Mitten im Emder Stadtteil Faldern, etwas abseits vom geschäftigen Treiben in den Einkaufsstraßen, liegt die Neue Kirche. Schon von weitem erblicken die Besucher den Turm, den eine farbige Haube krönt. Wenn sie sich der Kirche aus südlicher Richtung - von der Friedrich-Ebert-Straße her – nähern, wirkt der Bau monumental. Erst wenn sie um die Kirche herum gehen, können sie die eigenwillige Form erkennen: Ein schlichtes Gebäude auf einem T-förmigen Grundriss. Die drei Arme, über denen sich imposante Giebel erheben, weisen gen Norden, Westen und Osten. Parallel zur Brückstraße erstreckt sich die lange Südfront. Sie trägt ebenfalls einen Giebel mit ausgearbeitetem Rosettenfenster.

Die Neue Kirche ist die erste reformierte Predigtkirche in Norddeutschland. Sie ist gebaut in den Jahren 1643 bis 1648, Architekt war Martin Faber. Das zweite Gebot: "Du sollst Dir kein Bildnis machen... " ist im Raum konsequent umgesetzt worden.

Der grandiose Innenraum mit seiner hervorragenden Akustik ist lichtdurchflutet und das Gestühl ist ausgerichtet auf die Kanzel, die sich an der Südseite befindet.
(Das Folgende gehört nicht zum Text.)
PR #2405, opened 2026-04-25
[FP8 TorchAX Quantization] Add support for bypassing requantization for FP8 2D pre-quantized checkpoints

jrplatin:
# Description

The main goal of this PR to enable loading 2D-blockwise quantized models, like [Qwen3-Coder](https://huggingface.co/Qwen/Qwen3-Coder-480B-A35B-Instruct-FP8), without the need to re-quantize weights.  This may be useful to avoid quality loss.

Specifically, I do the following:

 * Kernel Optimizations:
    * GMM v2: Added a VMEM dequantization path in the GMM kernel for cases where the quantization block size is smaller than the TPU MXU size (< 128). This prevents performance issues with small contracting dimensions while maintaining accuracy.
       * Quantized Matmul: Updated `xla_quantized_matmul `to detect and handle 2D scale tensors by performing dequantization before the matmul operation.
   * Weight Processing and Sharding:
       * Linear Weights: Updated shard_linear_weights to correctly shard 2D scale tensors `[out_blocks, in_blocks]` following the weight sharding pattern.
       * MoE Weights: Enhanced MoE processing (`process_w13_for_gmm` and `process_fp8_moe_weights`) to handle scale_ratio adjustments for block-quantized scales, ensuring proper padding
         and reordering when re-quantization is disabled.
   * Infrastructure:
       * Added the `DISABLE_WEIGHT_REQUANTIZATION` toggle in `tpu_inference/envs.py`.

# Tests

* Kernel Verification:
    * `test_gmm_weight_quantized_small_block`: Validates accuracy when dequantizing small blocks (e.g., 64) inside the GMM kernel.
       * `test_xla_quantized_matmul_2d_scale`: Confirms correct handling of 2D scales in the XLA matmul utility.
   * Weight Processing:
       * Added `tests/layers/common/test_process_weights.py` to verify sharding logic for both 2D and 3D scale tensors.
       * Tested `process_w13_for_gmm with scale_ratio` > 1 to ensure scales are correctly repeated and aligned with padded weights.
   * Unit Tests:
       * Added `test_2d_block_quantization` to verify the core `quantization/dequantization` logic for 2D blocks.
       * Verified the new environment variable behavior in `test_envs.py`.

Also ran perf comparing requant w/ no requant and seeing about a ~20% throughput drop, which is expected and should be reasonable IMO so I think I am fine to share the feature branch with Meta:

| Workload (320 requests, 64 conc) | Metric | Requant (default, baseline) | No Requant (this PR) | Requant Advantage |
| :--- | :--- | :--- | :--- | :--- |
|  **1k / 1k** | **Duration & Throughput** | | | |
| *(294k in / 295k out)*| Benchmark duration (s) | **148.52** | 183.72 | 19.2% faster |
| | Request throughput (req/s) | **2.15** | 1.74 | **+23.6%** |
| | Output token throughput (tok/s) | **1992.25** | 1610.51 | **+23.7%** |
| | Total Token throughput (tok/s) | **3974.09** | 3212.60 | **+23.7%** |
| | **Latency (ms)** | | | |
| | Mean TTFT (Prefill) | **529.44** | 626.80 | -15.5% (lower is better) |
| | Mean TPOT (Decode) | **30.35** | 37.59 | -19.3% |
| | Mean E2E Latency | **28583.93** | 35371.64 | -19.2% |
| | | | | |
|  **8k / 1k** | **Duration & Throughput** | | | |
| *(2.35M in / 295k out)*| Benchmark duration (s) | **275.93** | 332.27 | 17.0% faster |
| | Request throughput (req/s) | **1.16** | 0.96 | **+20.8%** |
| | Output token throughput (tok/s) | **1072.30** | 890.49 | **+20.4%** |
| | Total Token throughput (tok/s) | **9597.34** | 7970.12 | **+20.4%** |
| | **Latency (ms)** | | | |
| | Mean TTFT (Prefill) | **3348.84** | 3883.60 | -13.8% |
| | Mean TPOT (Decode) | **54.44** | 65.64 | -17.1% |
| | Mean E2E Latency | **53788.98** | 64701.77 | -16.9% |
| | | | | |
|  **1k / 8k** | **Duration & Throughput** | | | |
| *(294k in / 2.37M out)*| Benchmark duration (s) | **1139.55** | 1415.93 | 19.5% faster |
| | Request throughput (req/s) | **0.28** | 0.23 | **+21.7%** |
| | Output token throughput (tok/s) | **2083.21** | 1676.58 | **+24.3%** |
| | Total Token throughput (tok/s) | **2341.50** | 1884.45 | **+24.3%** |
| | **Latency (ms)** | | | |
| | Mean TTFT (Prefill) | **493.68** | 594.11 | -16.9% |
| | Mean TPOT (Decode) | **29.30** | 36.41 | -19.5% |
| | Mean E2E Latency | **217903.95** | 270679.64 | -19.5% |

CMDs:

```
# NOTE: add DISABLE_WEIGHT_REQUANTIZATION=1  to skip requant
USE_BATCHED_RPA_KERNEL=1    MODEL_IMPL_TYPE=vllm nohup vllm serve Qwen/Qwen3-Coder-480B-A35B-Instruct-FP8 --max-model-len=9216 --max-num-batched-tokens=8192 --max-num-seqs=512 --kv-cache-dtype=fp8 --no-enable-prefix-caching --gpu-memory-utilization=0.8 --tensor-parallel-size=8 --async-scheduling --block-size=256 --enable-expert-parallel &

# InferenceMax client:
https://paste.googleplex.com/4913959054475264
```

# Checklist

### DIFF
--- a/tpu_inference/kernels/megablox/gmm_v2.py
+++ b/tpu_inference/kernels/megablox/gmm_v2.py
@@ -183,10 +183,16 @@ class InputConfigs:
     def should_dequantize_before_matmul(self) -> bool:
         """Whether to dequantize before matmul.
 
-        Dequantization is required when the quant block size is smaller than the
-        MXU column size. This allows for the dequantized values to be computed
-        within VMEM, which may need to higher performance for small block sizes,
-        e.g. 64 or 32.
+        Dequantization is preferred when the quant block size is smaller than the
+        MXU column size. In the standard quantized matmul flow, the contracting
+        dimension is tied to the quantization block size. If the block size is
+        small (e.g., 16 or 32 for MX formats), it severely underutilizes the MXU
+        (which expects 128 or 256), causing poor performance.
+
+        By dequantizing the weights inside VMEM first, we can reshape them and
+        perform a regular bf16 matmul that fully utilizes the MXU capacity. This
+        retains high performance while allowing us to keep the original, non-requantized
+        weights in HBM.
         """
         if not self.has_scale or self.quant_block_size is None:
             return False
--- a/tpu_inference/kernels/megablox/gmm_v2.py
+++ b/tpu_inference/kernels/megablox/gmm_v2.py
@@ -368,12 +368,12 @@ def inner_kernel(
             mxu_size = pltpu.get_tpu_info().mxu_column_size
             rhs_qbs = cfgs.rhs_cfgs.quant_block_size
 
-            # Dequantize inside VMEM to avoid small contracting dimension in jnp.matmul.
+            # This should only be taken in the case where we don't requantize
+            # the scales and thus we need to dequantize inside VMEM to avoid small contracting
+            # dimmensions
             if cfgs.rhs_cfgs.has_scale and rhs_qbs < mxu_size:
                 tiled_rhs_scale = tiled_rhs_ref.get_scale().astype(
                     acc_ref.dtype)
-                # tiled_rhs: [tile_k, tile_n]
-                # tiled_rhs_scale: [num_blocks, 1, tile_n]
                 num_blocks = cfgs.num_quant_blocks_per_tile_k
                 tiled_rhs_dequant = tiled_rhs.astype(acc_ref.dtype).reshape(
                     num_blocks, rhs_qbs, rhs_tile_n)
@@ -435,7 +435,9 @@ def inner_kernel(
             # MXU ops for the next [tile_m, mxu_size].
             mxu_size = pltpu.get_tpu_info().mxu_column_size
 
-            # Dequantize inside VMEM to avoid small contracting dimension in jnp.matmul.
+            # Same as the unquantized matmul path -- this is where we don't requantize
+            # the scales and thus we need to dequantize inside VMEM to avoid small contracting
+            # dimmensions
             rhs_qbs = cfgs.rhs_cfgs.quant_block_size
             if cfgs.rhs_cfgs.has_scale and rhs_qbs < mxu_size:
                 tiled_rhs_scale = tiled_rhs_ref.get_scale().astype(
@@ -484,7 +486,7 @@ def inner_kernel(
 
                     block_acc = jnp.matmul(
                         block_lhs_q,
-                        block_rhs.astype(preferred_element_type),
+                        block_rhs,
                         preferred_element_type=preferred_element_type,
                     ).astype(acc_ref.dtype)
 
@@ -981,7 +983,7 @@ def validate_inputs(
     if rhs_scale is not None:
         num_quant_blocks = rhs_scale.shape[1]
         assert rhs_scale.shape == (size_group, num_quant_blocks, 1, size_n)
-        assert size_k % num_quant_blocks == 0, f"{size_k=}, {num_quant_blocks=}"
+        assert size_k % num_quant_blocks == 0, f"{size_k=} but received {num_quant_blocks=}"
 
     assert group_offset.shape == (1, )
 
--- a/tpu_inference/kernels/megablox/gmm_v2.py
+++ b/tpu_inference/kernels/megablox/gmm_v2.py
@@ -367,30 +367,54 @@ def inner_kernel(
             # Unquantized matmul path.
             mxu_size = pltpu.get_tpu_info().mxu_column_size
             rhs_qbs = cfgs.rhs_cfgs.quant_block_size
-            for start_n in range(0, rhs_tile_n, mxu_size):
-                end_n = min(rhs_tile_n, start_n + mxu_size)
-                col_size = end_n - start_n
 
-                acc_n = jnp.zeros((cfgs.tiles.tile_m, col_size),
-                                  dtype=acc_ref.dtype)
-                for b_id in range(cfgs.num_quant_blocks_per_tile_k):
-                    k_start = b_id * rhs_qbs
-                    k_end = k_start + rhs_qbs
+            # Dequantize inside VMEM to avoid small contracting dimension in jnp.matmul.
+            if cfgs.rhs_cfgs.has_scale and rhs_qbs < mxu_size:
+                tiled_rhs_scale = tiled_rhs_ref.get_scale().astype(
+                    acc_ref.dtype)
+                # tiled_rhs: [tile_k, tile_n]
+                # tiled_rhs_scale: [num_blocks, 1, tile_n]
+                num_blocks = cfgs.num_quant_blocks_per_tile_k
+                tiled_rhs_dequant = tiled_rhs.astype(acc_ref.dtype).reshape(
+                    num_blocks, rhs_qbs, rhs_tile_n)
+                tiled_rhs_dequant = tiled_rhs_dequant * tiled_rhs_scale
+                tiled_rhs = tiled_rhs_dequant.reshape(cfgs.tiles.tile_k,
+                                                      rhs_tile_n)
 
-                    block_acc = jnp.matmul(
-                        tiled_lhs[:, k_start:k_end],
-                        tiled_rhs[k_start:k_end, start_n:end_n],
+                for start_n in range(0, rhs_tile_n, mxu_size):
+                    end_n = min(rhs_tile_n, start_n + mxu_size)
+                    col_size = end_n - start_n
+                    acc_n = jnp.matmul(
+                        tiled_lhs,
+                        tiled_rhs[:, start_n:end_n],
                         preferred_element_type=jnp.float32,
                     ).astype(acc_ref.dtype)
+                    acc_list.append(acc_n)
+            else:
+                for start_n in range(0, rhs_tile_n, mxu_size):
+                    end_n = min(rhs_tile_n, start_n + mxu_size)
+                    col_size = end_n - start_n
 
-                    if cfgs.rhs_cfgs.has_scale:
-                        tiled_rhs_scale = tiled_rhs_ref.get_scale()
-                        block_acc *= tiled_rhs_scale[b_id, :,
-                                                     start_n:end_n].astype(
-                                                         acc_ref.dtype)
+                    acc_n = jnp.zeros((cfgs.tiles.tile_m, col_size),
+                                      dtype=acc_ref.dtype)
+                    for b_id in range(cfgs.num_quant_blocks_per_tile_k):
+                        k_start = b_id * rhs_qbs
+                        k_end = k_start + rhs_qbs
 
-                    acc_n += block_acc
-                acc_list.append(acc_n)
+                        block_acc = jnp.matmul(
+                            tiled_lhs[:, k_start:k_end],
+                            tiled_rhs[k_start:k_end, start_n:end_n],
+                            preferred_element_type=jnp.float32,
+                        ).astype(acc_ref.dtype)
+
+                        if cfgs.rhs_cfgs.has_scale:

Am 6. September 1944 wurde die Kirche bei einem Bombenangriff auf Emden zerstört, so dass nur die Außenwände stehen blieben.

Seit 1950 wird wieder in der aufgebauten - aber stark veränderten - Kirche Gottesdienst gefeiert.

Im Jahr 2013 ist die Neue Kirche nach einer fast 2 jährigen Umbaupause wieder eröffnet worden.